Source material: Begin

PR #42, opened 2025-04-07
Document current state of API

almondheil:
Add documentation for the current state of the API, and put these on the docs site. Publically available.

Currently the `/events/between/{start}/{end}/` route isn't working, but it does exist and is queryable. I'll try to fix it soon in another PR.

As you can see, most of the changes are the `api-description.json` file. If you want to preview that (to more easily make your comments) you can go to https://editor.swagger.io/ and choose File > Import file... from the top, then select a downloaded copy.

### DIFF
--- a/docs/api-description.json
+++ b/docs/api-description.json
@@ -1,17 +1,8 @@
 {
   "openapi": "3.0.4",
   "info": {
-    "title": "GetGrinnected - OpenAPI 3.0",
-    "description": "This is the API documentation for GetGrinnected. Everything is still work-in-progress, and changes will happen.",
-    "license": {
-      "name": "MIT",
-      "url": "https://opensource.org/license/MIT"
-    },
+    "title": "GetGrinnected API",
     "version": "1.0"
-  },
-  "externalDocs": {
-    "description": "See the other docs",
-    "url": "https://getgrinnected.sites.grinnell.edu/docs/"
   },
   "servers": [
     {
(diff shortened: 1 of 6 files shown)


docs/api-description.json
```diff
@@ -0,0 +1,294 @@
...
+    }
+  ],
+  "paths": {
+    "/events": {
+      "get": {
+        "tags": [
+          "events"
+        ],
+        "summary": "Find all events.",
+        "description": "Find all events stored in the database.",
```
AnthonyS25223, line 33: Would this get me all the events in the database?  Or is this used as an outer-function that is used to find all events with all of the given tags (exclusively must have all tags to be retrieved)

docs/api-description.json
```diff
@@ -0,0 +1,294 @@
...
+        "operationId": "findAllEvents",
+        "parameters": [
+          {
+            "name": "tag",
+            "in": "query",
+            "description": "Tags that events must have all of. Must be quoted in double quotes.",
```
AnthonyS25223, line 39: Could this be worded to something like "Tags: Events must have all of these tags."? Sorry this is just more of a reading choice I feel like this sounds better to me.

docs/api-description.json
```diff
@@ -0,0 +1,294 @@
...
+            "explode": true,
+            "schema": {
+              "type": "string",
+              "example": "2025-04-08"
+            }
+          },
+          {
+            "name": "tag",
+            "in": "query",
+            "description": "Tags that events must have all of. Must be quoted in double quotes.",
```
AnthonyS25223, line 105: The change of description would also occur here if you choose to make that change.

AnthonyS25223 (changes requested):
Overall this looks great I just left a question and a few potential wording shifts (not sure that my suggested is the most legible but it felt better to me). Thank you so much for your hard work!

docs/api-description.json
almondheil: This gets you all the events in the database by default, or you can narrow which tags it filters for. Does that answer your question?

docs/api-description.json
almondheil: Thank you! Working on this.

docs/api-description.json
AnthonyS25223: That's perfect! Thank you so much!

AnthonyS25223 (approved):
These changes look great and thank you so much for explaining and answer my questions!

Source material: End
Source material: Begin

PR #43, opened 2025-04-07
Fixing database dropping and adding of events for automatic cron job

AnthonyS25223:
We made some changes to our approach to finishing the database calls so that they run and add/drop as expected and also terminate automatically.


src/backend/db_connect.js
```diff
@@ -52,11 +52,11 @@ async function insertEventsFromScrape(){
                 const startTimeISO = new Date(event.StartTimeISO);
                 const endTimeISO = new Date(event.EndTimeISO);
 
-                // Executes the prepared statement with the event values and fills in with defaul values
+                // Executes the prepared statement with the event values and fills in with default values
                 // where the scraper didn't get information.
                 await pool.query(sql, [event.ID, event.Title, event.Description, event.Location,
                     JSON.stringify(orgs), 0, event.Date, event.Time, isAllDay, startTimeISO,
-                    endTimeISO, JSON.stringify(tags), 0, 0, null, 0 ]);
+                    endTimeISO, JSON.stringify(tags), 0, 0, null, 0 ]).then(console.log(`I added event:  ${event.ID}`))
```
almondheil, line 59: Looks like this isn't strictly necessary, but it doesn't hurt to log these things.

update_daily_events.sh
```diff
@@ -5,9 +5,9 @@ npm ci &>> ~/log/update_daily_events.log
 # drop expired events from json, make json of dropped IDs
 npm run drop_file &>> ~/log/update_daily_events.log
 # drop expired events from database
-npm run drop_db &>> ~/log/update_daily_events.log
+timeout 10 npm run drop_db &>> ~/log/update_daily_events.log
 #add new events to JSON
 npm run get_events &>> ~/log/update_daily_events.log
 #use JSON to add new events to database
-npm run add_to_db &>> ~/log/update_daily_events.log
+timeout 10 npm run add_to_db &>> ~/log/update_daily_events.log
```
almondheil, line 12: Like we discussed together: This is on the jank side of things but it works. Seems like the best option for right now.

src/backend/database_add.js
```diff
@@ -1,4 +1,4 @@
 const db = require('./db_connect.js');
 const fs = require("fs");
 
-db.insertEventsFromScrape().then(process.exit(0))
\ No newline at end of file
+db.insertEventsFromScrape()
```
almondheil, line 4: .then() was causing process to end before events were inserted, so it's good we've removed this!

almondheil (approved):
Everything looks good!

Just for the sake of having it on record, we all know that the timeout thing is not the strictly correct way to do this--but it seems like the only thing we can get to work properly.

Source material: End
Source material: Begin

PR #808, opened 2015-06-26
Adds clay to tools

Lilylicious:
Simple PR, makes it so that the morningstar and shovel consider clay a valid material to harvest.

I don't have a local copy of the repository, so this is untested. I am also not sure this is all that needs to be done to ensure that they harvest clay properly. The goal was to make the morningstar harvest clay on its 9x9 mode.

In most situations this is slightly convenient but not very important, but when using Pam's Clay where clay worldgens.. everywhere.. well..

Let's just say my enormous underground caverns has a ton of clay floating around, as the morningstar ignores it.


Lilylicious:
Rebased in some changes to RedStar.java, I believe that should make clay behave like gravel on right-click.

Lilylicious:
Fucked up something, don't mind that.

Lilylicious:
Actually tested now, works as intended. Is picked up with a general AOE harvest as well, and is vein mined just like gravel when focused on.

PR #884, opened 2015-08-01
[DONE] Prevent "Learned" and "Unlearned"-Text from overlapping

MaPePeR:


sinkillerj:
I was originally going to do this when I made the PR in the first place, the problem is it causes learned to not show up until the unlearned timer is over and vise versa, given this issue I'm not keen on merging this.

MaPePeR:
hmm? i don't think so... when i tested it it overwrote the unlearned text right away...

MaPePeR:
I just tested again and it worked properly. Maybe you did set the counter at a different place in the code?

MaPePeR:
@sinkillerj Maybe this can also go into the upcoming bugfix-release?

Source material: End

Required action: The lines in the records above that include the word "insertEventsFromScrape" must be copied out.

Task result:
@@ -52,11 +52,11 @@ async function insertEventsFromScrape(){
-db.insertEventsFromScrape().then(process.exit(0))
+db.insertEventsFromScrape()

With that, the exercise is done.